Султан, вторично раненный в бедро, затаился под насыпью, лежал на животе, разбросав руки. Где-то поверху хрустели гравием шаги, ахали выстрелы. Нестерпимо зудела рана, кусало ярой обидой сердце: и здесь не повезло — ни добычи, ни коней. Голову бы теперь целой унести, авось примут за убитого. Лежал, унимая знобкую дрожь в теле. Бой заканчивался.
Паровоз стоял в голове поезда, астматически отдувался. На гравийной насыпи — хаос: убитый Асхаб рыжий, вынесенный из вагона, косматые папахи, два обреза, разбитый деревянный сундук. Из него вывалились два отреза и детские распашонки. Остро блестели осколки разбитых стекол, разбросанные по щебню.
Под откосом бился в агонии серый жеребец, высекая задним копытом искры из булыжника. Рутова присела рядом с убитым. Из-под папахи — рыжие космы волос, черная повязка съехала на шею. Старый бешмет задрался в падении на грудь, темнели растресканные ладони в бурых, закаменелых мозолях.

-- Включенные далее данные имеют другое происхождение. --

PR #2666, opened 2016-09-22
Install & update scripts

mtucker6784:
Ok, so there are some "bigger" changes.

I moved the $apachefile and permissions to separate permission functions and called them in the Debian/Ubuntu parts of the script. I don't have a way to test CentOS and can't spin up a VM, so I left that portion unchanged. Script also uses git clone instead of wget master zip

I tried trimming whitespaces and other annoying garbage that was in the install script so that it looks a little cleaner because it really bugged me.

update script works on debian/ubuntu and should work on centos with no issue. 
It git clones to the current working directory, then CPs over to the snipeit www directory. If the directory isn't found by default, it asks the user where it's at. If no valid information was typed, the script exits out, otherwise it'll finish the process and run the update command lines.

Complication is kinda my jam.. ADD may be my jam, too, but never proven.

### DIFF
--- a/resources/views/dashboard.blade.php
+++ b/resources/views/dashboard.blade.php
@@ -25,7 +25,7 @@
             <i class="fa fa-barcode"></i>
           </div>
             @can('assets.view')
-                <a href="{{ route('hardware') }}" class="small-box-footer">More info <i class="fa fa-arrow-circle-right"></i></a>
+                <a href="{{ route('hardware') }}" class="small-box-footer">{{ trans('general.moreinfo') }} <i class="fa fa-arrow-circle-right"></i></a>
              @endcan
         </div>
       </div><!-- ./col -->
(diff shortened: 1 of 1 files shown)


snipeit.sh
```diff
@@ -163,228 +209,91 @@ chmod 700 $dbsetup
 case $distro in
 	debian)
 		#####################################  Install for Debian ##############################################
+		#Update/upgrade Debian/Ubuntu repositories, get the latest version of git.
+		#Git clone snipeit, crate vhost, edit hosts file, create .env file, mysql install
```
tiagom62: Typo. crate should be create. Appears two other times.

mtucker6784:
Copypasta ftw.

mtucker6784:
bahumbug. Meant for the migration to be on a separate PR with a few other changes. I'm lame.

PR #2677, opened 2016-09-25
Actionlog: Use DB:: instead of filtering the collection

dmeltzer:
This is an option using DB:: to fetch everything instead of loading full collections and then filtering them.

This code can probably be simplified, but my joinery sucks :(  There are currently a few places for n+1 queries here, we can't really eager load targets simply I don't think, but it seems fairly efficient.

Let me know your thoughts!  This is a superset of #2675, I'd only merge one or the other.

### DIFF
--- a/app/Http/Controllers/DashboardController.php
+++ b/app/Http/Controllers/DashboardController.php
@@ -2,12 +2,15 @@
 namespace App\Http\Controllers;
 
 use App\Http\Controllers\AdminController;
+use App\Models\Accessory;
 use App\Models\Actionlog;
-use View;
-use Auth;
-use Redirect;
 use App\Models\Asset;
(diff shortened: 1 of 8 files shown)


app/Http/Controllers/DashboardController.php
```diff
@@ -82,7 +79,7 @@ public function getIndex()
             }
 
 
-            return View::make('dashboard')->with('asset_stats', $asset_stats)->with('recent_activity', $recent_activity);
```
snipe: I think recent activity on the dashboard is now being ajax'ed in, no?

dmeltzer: Yeah, that line is removed.  I think the way github is displaying the diff is confusing :)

Когда подбежал Аврамов, Софья повернула к нему налитые ужасом глаза, спросила, заикаясь в безмерном, жалостливом удивлении:
— Г-григорий Василич... а этот зачем с ними? Этот з-зачем против нас? Он же свой хлеб ест, поле своим потом солит...
Неузнаваемо жестким гляделся теперь новый начальник оперотряда. Ответил сухо, подрагивая от боевой неостывшей горячки:
— А мы с тобой, Софья Ивановна, для того сюда и посланы, чтобы разобраться и все по своим местам расставить.

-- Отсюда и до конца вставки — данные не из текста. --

PR #2681, opened 2016-09-26
Fix pre-flight port number check.

JorisVanEijden:
Incorrect check on port when using https:
```Uh oh! Snipe-IT thinks your URL is https://snipeit.my.domain.com, but your real URL is https://snipeit.my.domain.com:443/setup Please update your APP_URL settings in your .env file ```


snipe:
Thanks!

PR #12011, opened 2022-10-21
Fixed #9949 Unable to update field values for custom field without changing the name

### LINKED ISSUE #9949: Unable to update field values for custom field without changing the name

- [ n/a ] I have enabled debug mode 

**Describe the bug**
When using the PUT for the 'fields/:id' endpoint to update a custom field's "field_values" for element type "listbox", the 'name' value is required, despite the field number already being specified. We don't want to update the name, so we tried using the same name, but we get the error, "The name has already been taken." 

Since we're only updating the listbox values, we shouldn't have to supply a name when the field id has already been passed in the URL. When using no 'name' value, it returns an error saying that the 'name' field is required.

**To Reproduce**
1. Use the /fields/:id PUT endpoint to update the listbox of a custom field.
2. In the JSON, omit the name, or use the same name as the field you're updating.
3. Error: Returns that the name field is required or that the name is already in use.

**Expected behavior**
Should not have to provide a name for an update action when the field ID is already supplied.

 - Hosted Snipe-IT, v5.1.6

 - Insomnia, PHP

inietov:
# Description
When updating Custom Fields via the API the Validator was using the rules from the CustomField model. Which works well when creating a new CustomField ie: Name is required because we cannot create a CustomField without one, and cannot already be taken on another CustomField. But when we are updating one this rule is causing that we need to pass the name field to the PUT method and if passed we cannot pass the same name that field already has.

I'm creating a custom validator, because the PUT method has the `name` and `element` fields as required, but we can pass the same existent values if we don't want to change the name, for example. My problem is the PATCH method, because that can change whatever it passes. So I don't know how to 'detect' when it's a PATCH so I can remove those validation rules...

Fixes #9949

## Type of change

# How Has This Been Tested?
**Test Configuration**:
* PHP version: 8.1
* MySQL version: 8.0.23
* OS version: Debian 10

# Checklist:

### DIFF
--- a/app/Http/Controllers/Api/CustomFieldsController.php
+++ b/app/Http/Controllers/Api/CustomFieldsController.php
@@ -65,8 +65,7 @@ class CustomFieldsController extends Controller
          * @var array
          */
         $data = $request->except(['field_encrypted']);
-
-        $validator = Validator::make($data, $field->validationRules());
+        $validator = Validator::make($data, ['name' => 'required', 'element' => 'required']);
         if ($validator->fails()) {
             return response()->json(Helper::formatStandardApiResponse('error', null, $validator->errors()));
         }


uberbrady (changes requested):
Good catch! Yes, that looks like a bug - we shouldn't be validating against the *field's* validation rules, we should be validating against the rules for Custom Fields _themselves_.

That being said, If we're going to put these validation rules on a Custom Field (and I think we should!) then we should put them into the `protected $rules` element within the Custom Field model itself, and be prepared for the `save()` method to fail (when validation doesn't pass). One thing we can also protect against here is if a user tries to have two custom fields with the same name - which we should *try* to prevent.

If you can do something along those lines (and I'll be happy to help!) I think that will be the best solution to the problem that works the best way with what we are already doing in most other places.

Thanks!

PR #12030, opened 2022-10-25
Added externalId support to SCIM integration

uberbrady:
It turns out that Okta requires that you support the `externalId` attribute, which is a value that is generated by the SCIM client, and transparently stored (and queried) on the SCIM server (which is Snipe-IT).

This adds this new field to the Users table, and maps it back out in SCIM so if it's used, it will be correctly set and returned.

I've tested that if I change the database to set an externalId, then it is returned.

### DIFF
--- a/database/migrations/2022_10_25_193823_add_externalid_to_users.php
+++ b/database/migrations/2022_10_25_193823_add_externalid_to_users.php
@@ -1,0 +1,32 @@
+<?php
+
+use Illuminate\Database\Migrations\Migration;
+use Illuminate\Database\Schema\Blueprint;
+use Illuminate\Support\Facades\Schema;
+
+class AddExternalidToUsers extends Migration
+{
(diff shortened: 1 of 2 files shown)


database/migrations/2022_10_25_193823_add_externalid_to_users.php
```diff
@@ -0,0 +1,32 @@
...
+class AddExternalidToUsers extends Migration
+{
+    /**
+     * Run the migrations.
+     *
+     * @return void
+     */
+    public function up()
+    {
+        Schema::table('users', function (Blueprint $table) {
```
snipe, line 16: We should probably add `->nullable()->default(null);` here too

snipe (changes requested):
This looks pretty straightforward, excellent work! I just had a quick note on the migration.

PR #12035, opened 2022-10-26
Added new tab to locations

snipe:
This continues on the path of #12008, adding an assigned to tab in the locations detail view. This could potentially still be a little confusing for people, since there *can* be duplicates across tabs, for example an asset that was checked out to a location and therefore the *current* location is the same, so it would show up in both, but I think this at least makes it a little less confusing to see where those numbers are coming from. 

Screen Shot 2022-10-26 at 12 20 21 AM
Screen Shot 2022-10-26 at 12 20 33 AM
Screen Shot 2022-10-26 at 12 20 40 AM
Screen Shot 2022-10-26 at 12 20 47 AM


uberbrady (approved):
This looks excellent, and a great addition to the rest of the tabs for Location view! Great work.

jayavman:
Looks awesome. I'll test it out. Would be also good if you could put a QR core on that page which links to the Location that you have clicked on. Then people can scan a location qr code and all the assets will show in that location

snipe:
That sounds like a different ask - can you tell me what the use case would be for that? Where would that QR live? (It's not that hard to do, I'm just not sure of the use case, and if we're going to build it, I'd rather we do it right.)

jayavman:
It would be done for asset auditing, So example, In our building we have approx 300 rooms. If I put a QR location Code and the corner near a door. I can scan that QR, Then every single asset relating to the location will show up in a list and I can go through each item and audit accordingly. Its a simply way instead of going into assets, going to locations and finding the assets relating to the room. QR Scan only lists the assets which are in that room (or assigned to that room).

jayavman:
Maybe under the picture of the room (which you have put in your images) Just put a QR code which is generated linked to the path of the location. Then be able to print it out , stick in room. Scan and all assets linked to the room (location) are shown. Very similar to per asset, but location based instead.

snipe:
Don't take our placeholder images as canon ;) I got them off of google. Not everyone uses rooms as a concept. Sometimes they are buildings within a school campus (also though sometimes rooms), sometimes they are separate offices in a large company that has multi-national offices. Sometimes they are regions to represent remote-workers. 

Is the use case you describe actually one that applies to you?

snipe:
But also, conceptually, I feel that's dangerous. A lazy admin could just scan in that QR without actually checking all the things to see that they exist there in that room and are in working condition. It could easily create an opportunity for less accurate data because people are always gonna people. 

I'm willing to be convinced, but it just seems like it introduces a lot of new problems.

jayavman:
It wouldnt matter if its big / small / remote. It doesnt have to be used by people, but the option to use it. Example if its a building. Maybe someone just wants to put a qr at the front of the building. Scan and then lists everything in that building. If its a per room, then it can be put near the room. If its a remote location, They can put it at the remote location, If they ever go to the location they can scan it. If they never attend the remote location, dont use it at all. It's not about taking a fuctionality away from someone. Its about giving more options to get to lists of assets, If they dont want to use the QR just dont use it. It will generate on every location (which is the website string) but its not a requirement for everyone to use. 
At the end of the day, the QR is just showing the address path to that Location Directory with the assets assigned to that location.

jayavman:
> But also, conceptually, I feel that's dangerous. A lazy admin could just scan in that QR without actually checking all the things to see that they exist there in that room and are in working condition. It could easily create an opportunity for less accurate data because people are always gonna people.
> 
> I'm willing to be convinced, but it just seems like it introduces a lot of new problems.

When scanning the QR Code, It doesn't verify any asset, Or confirm anything. All is does is list the assets in the room. Its not a form of Room Auditing. Its a way to get to room auditing.

snipe:
Okay - and thanks for this feedback. Most folks I talk to have a different use case, so lemme chew on this a bit.

akemidx:
Wanted to check, would this QR code simply be a shortcut to pull up the specific location to see what assets _should_ be in that location? To which then you could audit that location to see if the assets are in fact there.

If it is pulling or generating a separate list of what is in the location, our worry is that some users may use that as the source of truth OVER actually auditing their locations against what the QR code provides.

jayavman:
**would this QR code simply be a shortcut to pull up the specific location to see what assets should be in that location? To which then you could audit that location to see if the assets are in fact there.**

Yes correct.

PR #12049, opened 2022-11-01
Fixed writes to the `externalId` from SCIM

uberbrady:
Mostly needed just for Okta. We were correctly returning the values that were put in the database, but we weren't correctly updating the database with the values being passed-in via SCIM.

This has been tested by trying to use SCIM to create users both with and without the `externalId` attribute, and it seems to work either way.


snipe (approved):
This looks great!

Через три вагона вышел из тамбура Митцинский — бородка, пенсне, белый картузик. Под стеклами — цепкие, холодные глаза. Оглядел побоище, брезгливо дернул щекой, утвердился на месте — руки за спиной.
Тощая фигурка бандита, лежавшая под насыпью, едва заметно дернулась, блеснул из-под локтя затравленный взгляд. Митцинский подошел поближе, вгляделся. Чуть колыхалась в такт затаенному дыханию спина.
Вдоль вагонов торопливо шли трое милиционеров, возбужденно переговаривались. В словах, жестах перекипала ярость недавнего боя.
Митцинский стиснул зубы, хрустнул пальцами — надо было решаться. Трое, перемалывая подошвами гравий, приближались. Митцинский слепо качнулся, уцепил за шиворот Султана, приподнял рывком, толкнул навстречу милиционерам:
— И затаиться как следует не может. Шкура, трус. Умел стрелять — умей отвечать.
Двое приняли Султана, ловко заломили руки за спину, повели. Третий шагнул к Митцинскому, козырнул:
— А вы, разрешите полюбопытствовать, из каких будете? Документик какой-нибудь имеется?
Султан уходил, подскакивал на одной ноге, гнул шею, стараясь достать взглядом Митцинского. Митцинский выждал. Не торопясь, достал документы.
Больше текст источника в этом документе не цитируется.